The French École Biblique et Archéologique in Jerusalem excavated at Tell el-FarCah (1946– 1960), Qumran (1951–1956), Munhata (1962– 1967), and Tell Keisan (1971–1976). Preliminary reports appeared in the “Chronique Archéologique” of the Revue Biblique. The Dutch, although without an in-country institute, carried out important excavations somewhat later at Tell Deir CAlla in the Jordan Valley (1976–1978).
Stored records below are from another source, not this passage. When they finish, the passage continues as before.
PR #3763, opened 2024-01-28
feat: authn rate limit

### LINKED ISSUE #3761: Rate-limit authn requests

khaledmashaly:
## What does this PR do?

Fixes #3761


packages/backend/src/app/core/security/rate-limit.ts
```diff
@@ -0,0 +1,31 @@
+import RateLimitPlugin from '@fastify/rate-limit'
+import { FastifyPluginAsyncTypebox } from '@fastify/type-provider-typebox'
+import FastifyPlugin from 'fastify-plugin'
+import { Redis } from 'ioredis'
+import { createRedisClient } from '../../database/redis-connection'
+import { QueueMode, system } from '../../helper/system/system'
+import { SystemProp } from '../../helper/system/system-prop'
+
+export const rateLimitModule: FastifyPluginAsyncTypebox = FastifyPlugin(async (app) => {
+    await app.register(RateLimitPlugin, {
```
abuaboud: I am a bit scared, especially about webhook endpoints. For example, Google servers sending us webhooks, or the engine querying for pieces information / store / connections.

On the other hand, we make a lot of requests from the frontend buit this is least worrying.

packages/backend/src/app/authentication/authentication.controller.ts
```diff
@@ -39,6 +46,7 @@ const SignUpRequestOptions = {
 const SignInRequestOptions = {
     config: {
         allowedPrincipals: ALL_PRINICPAL_TYPES,
+        rateLimit: rateLimitOptions,
```
abuaboud, line 51: Is it a bit extreme to have 2 attempts within 1 minute?

Also, during sign-up, if I input a used, it prompts for another one, or make a wrong attempt login.

I would suggest sign up something low, but sign in I would be more forgiving like 15 per 5 minutes or something like that

packages/backend/src/app/app.ts
```diff
@@ -153,6 +154,8 @@ export const setupApp = async (): Promise<FastifyInstance> => {
 
     await app.register(formBody, { parser: str => qs.parse(str) })
 
+    await app.register(rateLimitModule)
```
abuaboud, line 161: wouldn't this work in community mode?

packages/backend/src/app/core/security/rate-limit.ts
khaledmashaly: disabled globally, enabled for authn only for the time being

packages/backend/src/app/authentication/authentication.controller.ts
khaledmashaly: updated to 50 requests per minute

packages/backend/src/app/app.ts
khaledmashaly: updated to be enforced on cloud only

packages/backend/src/app/authentication/authentication.controller.ts
```diff
@@ -27,9 +28,15 @@ export const authenticationController: FastifyPluginAsyncTypebox = async (app) =
...
+    timeWindow: '1 minute',
+}
+
 const SignUpRequestOptions = {
     config: {
         allowedPrincipals: ALL_PRINICPAL_TYPES,
+        rateLimit: rateLimitOptions,
     },
     schema: {
         body: SignUpRequest,
```
abuaboud, line 44: Can you make this more strict? the rate limit options

packages/backend/src/app/authentication/authentication.controller.ts
```diff
@@ -27,9 +28,15 @@ export const authenticationController: FastifyPluginAsyncTypebox = async (app) =
     })
 }
 
+const rateLimitOptions: RateLimitOptions = {
+    max: 50,
```
abuaboud: I think around 10 should be more than enough for sign in

packages/backend/src/app/core/security/rate-limit.ts
```diff
@@ -0,0 +1,45 @@
...
+        redis: getRedisClient(),
+    })
+})
+
+/**
+ * Extracts the client IP provided by Cloudflare.
+ * @see https://developers.cloudflare.com/fundamentals/reference/http-request-headers/#cf-connecting-ip
+ */
+const getClientIpProvidedByCloudflare = (request: FastifyRequest): string | number | Promise<string | number> => {
+    return request.headers['cf-connecting-ip'] as string
```
abuaboud: Why not make this available to all editions? 

We always prioritize cf ip then x-real-ip then a normal one. and remove this editionIsNotCloud

abuaboud (changes requested):

packages/backend/src/app/authentication/authentication.controller.ts
khaledmashaly: Are you sure about this? multiple devices normally share public IPs, this could make a user unable to sign in because another user sharing the same public IP made a lot of requests.

abuaboud (approved):

abuaboud (approved):

PR #3779, opened 2024-01-30
feat(puppeteer): new piece + replay action

MoShizzle:
## What does this PR do?

Fixes # (issue)


abuaboud:
Unfortunately this piece will require privileged docker to make it work, which will be troublesome in some setup I am closing this pr and we should revisit later.

Chromium do sandboxing and it requires privileged container (SYS_ADMIN), and If the docker is not privileged then we will run into problems in UNSANDBOXED mode, Let's dive into this later.

PR #3803, opened 2024-02-02
fix: multiple delays should work

abuaboud:
## What does this PR do?

Remove the dependencies on execution type. It's poor to depend on that state as the flow can alternate between them. For example, if you have two delay steps after the first delay, the execution type will be resume and it will skip the other delay. 

Solution: Check if the flow is paused from the execution state and decide the state. 

This discovered a hidden bug that if there is a delay inside a loop, it will redo all the steps inside the loop as it overwrites the iteration object inside the loop with an empty one each time the loop is executed, so instead now we try to reuse old loop state if it exists and skip emptying the iteration object.

### DIFF
--- a/packages/shared/src/lib/flow-run/execution/step-output.ts
+++ b/packages/shared/src/lib/flow-run/execution/step-output.ts
@@ -1,5 +1,6 @@
 import { TriggerType } from '../../flows/triggers/trigger'
 import { ActionType } from '../../flows/actions/action'
+import { isNil } from '../../common'
 
 export enum StepOutputStatus {
     FAILED = 'FAILED',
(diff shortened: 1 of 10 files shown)


packages/shared/src/lib/flow-run/execution/step-output.ts
```diff
@@ -120,12 +120,27 @@ export class LoopStepOutput extends GenericStepOutput<ActionType.LOOP_ON_ITEMS,
         })
     }
 
-    addIteration({ item, index }: { item: unknown, index: number }): LoopStepOutput {
+    hasIteration(iteration: number): boolean {
+        return !!(this.output?.iterations[iteration])
```
khaledmashaly: I think we need a more readable predicate like `!== undefined` here

khaledmashaly (changes requested):

PR #3816, opened 2024-02-04
feat(interfaces): add simple form support with file and text input

MoShizzle:
## What does this PR do?

Fixes # (issue)


packages/pieces/community/interfaces/src/lib/triggers/interface-trigger.ts
```diff
@@ -0,0 +1,77 @@
...
+  TriggerStrategy,
+  createTrigger,
+} from '@activepieces/pieces-framework';
+
+export const interfaceTrigger = createTrigger({
+  name: 'interface_trigger',
+  displayName: 'Interface',
+  description: 'Trigger the flow through an interface.',
+  props: {
+    textInputs: Property.Array({
```
abuaboud: This is not an extensible structure. For example, when we add a new file type, we end up adding multiple arrays, and we also impose an order on the interface.

I would suggest renaming this to 'inputs,' removing 'placeholder' from the text field, and adding a static dropdown field called 'Type' with "FILE" and "TEXT" as options.

This will pose a challenge in customizing each object inside the array later, depending on the type. However, I believe this is where we should focus on solving in the future, rather than creating multiple arrays.

packages/pieces/community/interfaces/src/index.ts
```diff
@@ -0,0 +1,13 @@
+import { createPiece, PieceAuth } from '@activepieces/pieces-framework';
+import { interfaceTrigger } from './lib/triggers/interface-trigger';
+import { returnResponse } from './lib/actions/return-response';
+
+export const interfaces = createPiece({
+  displayName: 'Interfaces',
```
abuaboud, line 7: I remember we discussed "Forms" vs "Interfaces".

"Interfaces" is a too generic word for a form 
"form" would give the feeling that it stores responses and normal form software.

I don't really have other suggestions but please try to think about it and let see if there is better word

packages/ui/core/src/app/modules/interfaces/interfaces.component.spec.ts
```diff
@@ -0,0 +1,21 @@
+import { ComponentFixture, TestBed } from '@angular/core/testing';
```
abuaboud: We can remove this file, We don't have tests on the frontend

packages/ui/core/src/app/modules/interfaces/interfaces.component.scss
abuaboud, line 1: This can be removed as well, we kind of prefer tailwind css classes rather than custom css.

packages/ui/core/src/app/modules/interfaces/interfaces.service.ts
```diff
@@ -0,0 +1,14 @@
...
+import { Observable } from 'rxjs';
+import { HttpClient } from '@angular/common/http';
+
+@Injectable({
+  providedIn: 'root',
+})
+export class InterfacesService {
+  constructor(private http: HttpClient) {}
+
+  submitInterface(webhookUrl: string, request: FormData): Observable<any> {
```
abuaboud: I believe we can make this typed instead of `any` following the same structure for interfaces -> return response.

packages/pieces/community/interfaces/src/lib/triggers/interface-trigger.ts
```diff
@@ -0,0 +1,77 @@
...
+          displayName: 'Required',
+          description: 'If checked, the input field will be required.',
+          required: true,
+        }),
+      },
+    }),
+    waitForResponse: Property.Checkbox({
+      displayName: 'Wait for Response',
+      description:
+        'If enabled, the interface will return the flow output to the frontend. Make sure to use HTTP Piece -> Return Response action to return the response.',
```
abuaboud: Make sure to  use `Interfaces Piece -> Return Response` instead of http

packages/pieces/community/interfaces/src/lib/triggers/interface-trigger.ts
```diff
@@ -0,0 +1,77 @@
...
+  Property,
+  TriggerStrategy,
+  createTrigger,
+} from '@activepieces/pieces-framework';
+
+export const interfaceTrigger = createTrigger({
+  name: 'interface_trigger',
+  displayName: 'Interface',
+  description: 'Trigger the flow through an interface.',
+  props: {
```
abuaboud, line 16: I think the user have no idea how to reach the form link :D

Check this piece -> https://github.com/activepieces/activepieces/blob/3d4a76f00a75462a87c5be5e4040a84501bbfde2/packages/pieces/community/gravityforms/src/lib/triggers/new-submission.ts#L14

packages/ui/core/src/app/modules/interfaces/interfaces.component.ts
```diff
@@ -0,0 +1,250 @@
...
+        observer.complete();
+      };
+
+      reader.onerror = (error) => {
+        observer.error(error);
+      };
+    });
+  }
+
+  mimeToExtension(mimeType) {
```
abuaboud: Use that  https://www.npmjs.com/package/mime-types, we already have it installed

abuaboud (changes requested):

The 1967 Arab-Israeli war had a considerable impact on archaeology, at least in Palestine if not in Syria. In effect, Palestine was now repartitioned, and the West Bank now fell under Israeli control. The Israelis initiated a surface survey of this area almost immediately as well as launching a large-scale clearance around the Temple Mount in Jerusalem and somewhat later in the restored Jewish Quarter in the Old City. Following the Israeli takeover of the Old City, the British, French, and German schools in Jerusalem maintained a nominal presence, but in practice they transferred their field operations to Jordan, where in time they opened new institutes in Amman. Only the Americans aligned themselves with the Israeli authorities, reconstituting the old American Schools of Oriental Research by changing its name in 1968 to the William Foxwell Albright Institute while at the same time opening a new branch in Amman under the name American Center for Oriental Research.

The result of the shifts was to leave archaeology in “Palestine” after 1967 in the hands of the Israelis, with some American participation; in the occupied territories on the West Bank (now called “Samaria” and “Judea”) in the exclusive hands of the Israelis; and in Jordan in the hands of the foreign archaeologists but with growing Jordanian control. In Syria and Lebanon, most foreign work diminished as political instability increased, and at the same time, the nascent national schools found themselves beleaguered.
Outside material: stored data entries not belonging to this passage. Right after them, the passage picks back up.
PR #3828, opened 2024-02-05
feat(branch): add new condition "(number) is equal to"

pfernandez98:
## What does this PR do?

I added the "(number) is equal to" to the conditions of a branch step.
I get you can do the same with the "(Text) exactly matches", but I think is better to have a dedicated condition for numbers... I mean, you could use the "(Text) exactly matches" for booleans too but instead, we have two separate conditions.

image

### DIFF
--- a/docs/openapi.json
+++ b/docs/openapi.json
@@ -5731,6 +5731,12 @@
                                                         "enum": [
                                                           "NUMBER_IS_LESS_THAN"
                                                         ]
+                                                      },
+                                                      {
+                                                        "type": "string",
+                                                        "enum": [
+                                                          "NUMBER_IS_EQUAL_TO"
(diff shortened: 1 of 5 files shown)


abuaboud:
Great @pfernandez98 

Can you please add test there ->  https://github.com/activepieces/activepieces/blob/main/packages/engine/test/handler/flow-branching.test.ts

pfernandez98:
> Great @pfernandez98
> 
> Can you please add test there -> https://github.com/activepieces/activepieces/blob/main/packages/engine/test/handler/flow-branching.test.ts

Sure, I'll add them now.

pfernandez98:
@abuaboud done.

abuaboud (approved):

The Maturation of the Discipline: The 1970s–1980s

In the development of archaeology in Palestine we have noted two parallel streams, as it were, sacred and secular, particularly as the discipline(s) evolved in the United States. Beginning about 1970, however, the new archaeology began to eclipse the old-style biblical archaeology. The latter had always been merely an enterprise, a kind of “applied” archaeology, or what Wright called “armchair archaeology,” but it had never evolved into a profession or an academic discipline. Indeed, biblical archaeologists had often resisted specialization, apparently cherishing their amateur status and content for their work to remain an adjunct of biblical studies. By the 1970s, however, both the internal weaknesses of biblical archaeology and the challenge of the new archaeology and other external threats resulted in a separation of the “two archaeologies,” gradual at first, but soon virtually complete. And with the ascendancy of Syro-Palestinian archaeology, more in the style of the 1920s and 1930s, biblical archaeology was soon passé. Even the name was largely abandoned, Albright’s original term Syro-Palestinian archaeology now being generally preferred.
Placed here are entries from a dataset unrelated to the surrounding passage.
PR #3864, opened 2024-02-08
fix: snackbar after interface submission received

MoShizzle:
## What does this PR do?

Adds a snackbar that appears after the user submits the interface form successfully, the snackbar appears only when not waiting for response

### DIFF
--- a/packages/ui/core/src/app/modules/interfaces/interfaces.component.ts
+++ b/packages/ui/core/src/app/modules/interfaces/interfaces.component.ts
@@ -156,10 +156,15 @@ export class InterfacesComponent implements OnInit {
             link.click();
             // Clean up by revoking the object URL
             URL.revokeObjectURL(fileBase.base64Url);
+          } else {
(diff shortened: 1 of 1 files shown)


packages/ui/core/src/app/modules/interfaces/interfaces.component.ts
```diff
@@ -146,14 +149,17 @@ export class InterfacesComponent implements OnInit {
...
+            const fileBase = result.value as FileResponseInterface;
             link.download = fileBase.fileName;
-            link.href = fileBase.base64Url
+            link.href = fileBase.base64Url;
             link.target = '_blank';
             link.click();
             // Clean up by revoking the object URL
             URL.revokeObjectURL(fileBase.base64Url);
           }
+          this.snackBar.open(`Your submission was successfully received.`, '', {
```
abuaboud: Only do it for non sync operations

abuaboud (changes requested):

PR #3870, opened 2024-02-08
feat: store service operations are now atomic 

MarceloRGonc:
## What does this PR do?

This PR prevents race conditions in changes made to storage.


abuaboud:
Hi @MarceloRGonc 

Great PR, I think the delete lock is not required as postgres already handle these at row level, for insert I think we can replace it with transaction or upsert command.


I will review this soon, what are the problem are you trying to solve I am curious :D

MarceloRGonc:
> Hi @MarceloRGonc
> 
> Great PR, I think the delete lock is not required as postgres already handle these at row level, for insert I think we can replace it with transaction or upsert command.
> 
> I will review this soon, what are the problem are you trying to solve I am curious :D

Hey @abuaboud 

The delete needs the lock because we can do a deletion in the middle of an update. Only if we change the add/update to let postgres take care of everything, but I'm not sure if it's possible.

I'm working on running some parts of the flow in parallel, basically I want the loop to run the iterations in parallel. I will share the result when it is ready.

packages/backend/src/app/store-entry/store-entry.controller.ts
```diff
@@ -36,11 +36,18 @@ export const storeEntryController: FastifyPluginAsyncTypebox = async (fastify) =
...
         ) => {
-            return storeEntryService.getOne({
-                projectId: request.principal.projectId, key: request.query.key,
+            const value = await storeEntryService.getOne({
+                projectId: request.principal.projectId,
+                key: request.query.key,
             })
+
+            if (!value) {
+                return reply.code(404).send('Value not found!')
```
abuaboud: use StatusCode enum instead of 404

packages/backend/src/app/store-entry/store-entry.service.ts
```diff
@@ -1,36 +1,62 @@
...
+
             const entryRequest: Omit<StoreEntry, 'created' | 'updated'> = {
                 id: apId(),
                 key: request.key,
                 value: request.value,
                 projectId,
             }
-            return storeEntryRepo.save(entryRequest)
+
+            return await storeEntryRepo.save(entryRequest)
```
abuaboud: Use upsert, this suppose to be atomic

https://github.com/activepieces/activepieces/blob/09422ca992665ea9d2be4ad7c180a134e6dd8a56/packages/backend/src/app/ee/referrals/referral.service.ts#L28

packages/backend/src/app/store-entry/store-entry.service.ts
```diff
@@ -1,36 +1,62 @@
...
             key,
         })
     },
+
     async delete({ projectId, key }: { projectId: ProjectId, key: string }): Promise<void> {
-        await storeEntryRepo.delete({
-            projectId,
-            key,
-        })
+        const keyLock = await getLock(key)
```
abuaboud: If we made upsert atomic, then the lock would be no longer needed, so please remove this after changing the above to use upsert

abuaboud (changes requested):

abuaboud (dismissed):

khaledmashaly (approved):

packages/backend/src/app/store-entry/store-entry.service.ts
```diff
@@ -6,27 +6,21 @@ const storeEntryRepo = databaseConnection.getRepository<StoreEntry>(StoreEntryEn
...
-                projectId,
-            }
-            return storeEntryRepo.save(entryRequest)
-        }
+        return storeEntryRepo.upsert({
+            id: apId(),
+            key: request.key,
+            value: request.value,
+            projectId,
+        }, ['projectId', 'key'])
```
khaledmashaly: The `Repo#upsert` method doesn't return the upserted entity, i.e. the `StoreEntry` object, please make sure to return the upserted `StoreEntry` object, otherwise, this change breaks the API contract.

I think a possible solution is to use the `Repo#get` method after upserting.

khaledmashaly (changes requested):

packages/backend/src/app/store-entry/store-entry.service.ts
MarceloRGonc: @abuaboud If the upsert doesn't return the same object, we need to use the lock. Because as I said before we can have a delete or another update in between.

abuaboud: Hi @MarceloRGonc I think it's possible to construct the value from parameters (even better construct it from InsertResut that returned from upsert )

So I suggest you try construct it from InsertResult object in upsert

MarceloRGonc: Hi @abuaboud. The upsert doesn't work on this table. I'm getting this error: "there is no unique or exclusion constraint matching the ON CONFLICT specification". To use the upsert I think we need to change the table definition to make 'projectId' and 'Key' the primary key.

abuaboud: I think we should add unique constraint on compound key projectId and key, Let's do that what do you think?

MarceloRGonc: @abuaboud and @khaledmashaly I already made the changes

abuaboud (approved):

The debate that continued throughout the 1970s was not, as some thought, merely a semantic quarrel. What really happened was the separation of Syro-Palestinian archaeology from its parent, biblical studies, so that the entire enterprise became, for the first time, an independent academic discipline with its own methods and specific aims. This discipline was no longer just a branch of biblical history (much less theology) or even the “handmaiden of history” generally. Syro-Palestinian archaeology now began to be considered as a regional-cultural branch of Near Eastern archaeology, like Anatolian, Egyptian, Mesopotamian, or Iranian archaeology. Its adherents also wished, without denying the natural connections with the history of the ancient Near East, including the biblical period, to allay themselves more with other disciplines. Paramount was anthropology, for its more sophisticated theory and use of cross-cultural comparisons. But the natural sciences were also seen as valuable allies for their analytical methods, even if archaeology, still a discipline within the humanities, could not attain the precision of the so-called hard sciences.